Jabulile Majola crafts an intimate soundscape of remembered spaces on debut EP Isitifiketi – Texx and the City


We featured the incredible Jabulile Majola early last year as one of our first ever #SpotlightOn artists. Back then, he spoke of the ancient spirit that was inherent in his music, the sacred energy that permeated his words, like an old person telling a folktale.

“I hope that when people listen to me they feel like it’s their grandfather or their grandmother speaking to them,” he told us.

His falsettos ache with sympathy, offering an acoustic vulnerability that spans the realms of memory, faith, love and loss, and he draws on these themes for his debut EP, Isitifiketi.

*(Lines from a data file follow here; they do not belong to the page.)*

PR #669, opened 2026-07-03
Add patch for letting LLVM 22 compile earlier LLVM versions

sin-ack:
LLVM 22 can no longer build earlier LLVM versions because some things in the LLVM source code are now considered UB and fail at compile-time: https://github.com/llvm/llvm-project/issues/183908

Upstream does not seem to believe in patching earlier versions to fix this so we include this fix here.

Ref: https://github.com/llvm/llvm-project/commit/4bed796a5fea34d38e4754921154b88a99fa6067.patch

### DIFF
--- a/3rd_party/llvm-project/21.x/patches/remove-incorrect-template-specializations.patch
+++ b/3rd_party/llvm-project/21.x/patches/remove-incorrect-template-specializations.patch
@@ -1,0 +1,258 @@
+From 4bed796a5fea34d38e4754921154b88a99fa6067 Mon Sep 17 00:00:00 2001
+From: "A. Jiang" <de34@live.cn>
+Date: Fri, 26 Sep 2025 12:15:48 +0800
+Subject: [PATCH] [CodeGen] Get rid of incorrect `std` template specializations
+
+This patch renames comparators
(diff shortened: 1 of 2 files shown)


3rd_party/llvm-project/21.x/patches/remove-incorrect-template-specializations.patch
```diff
@@ -0,0 +1,258 @@
+From 4bed796a5fea34d38e4754921154b88a99fa6067 Mon Sep 17 00:00:00 2001
```
dzbarsky, line 1: Can you please trim this header down to just an upstream PR link and also remove the tests hunk at the end?

dzbarsky (approved):

sin-ack:
I tried to reproduce this, but even after forcing LLVM 21 and Hexagon in targets, I cannot reproduce the build failure with `@llvm` itself so I'll close this in the interest of not adding unnecessary patches.

ldionne:
> Upstream does not seem to believe in patching earlier versions to fix this so we include this fix here.

It's not that we don't believe in patching earlier versions, it's that the LLVM 21 release had been done for a long time when this issue was brought up in #183908, so patching LLVM 21 was just not an option at this point.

The Zulu word “isitifiketi” translates to “certificate” in English—something witnessed and recognised. And for Majola, this project is exactly that. An archival record of where he’s been, who he’s become, and the stories that have shaped him.

“Growing up in a Children’s Home in the Midlands of KwaZulu-Natal, storytelling was everything for me,” Majola says. “From folk tales to stories about the world beyond. Life in the countryside was slow, and our imaginations made distant places feel close. Isitifiketi is a window into that world—a reflection on my faith, my memory, and my journey of becoming.”

Through sparse arrangements and a gentle lyrical nature, Majola crafts an intimate soundscape of remembered spaces. Fields, kitchens, gardens—places where love and its absence seem to coexist.

Familiar favourite “Woza Mntana”—now remastered by Mike Zietsman and mixed by Ross Dorkin of Beatenberg—sets the tone for this delicate seven-track offering.

“Isineke” featuring Thando Zide and “uBhubesi” follow, showcasing Majola’s incredible artistry – as a lyricist, an instrumentalist, and as a composer.

But it’s closing track “Uyinkosi Yamakhosi” that really gets you. It’s listens as a lullaby, with a melody that is at once strangely familiar. The words “hallelujah” have never been sung with such specific tone, such tender intonation, yet, somehow, it’s like we’ve heard them a million times before.

Even if you aren’t religious, even if you’ve never step foot inside a church before, Majola’s final hymn is a universal incantation that evokes an invisible thread, a kind of understanding or invisible feeling, that connects us all as human beings. And this is his greatest achievement on Isitifiketi.

Isitifiketi is out now via independent record label Quiet Life Co, distributed globally via PLATOON.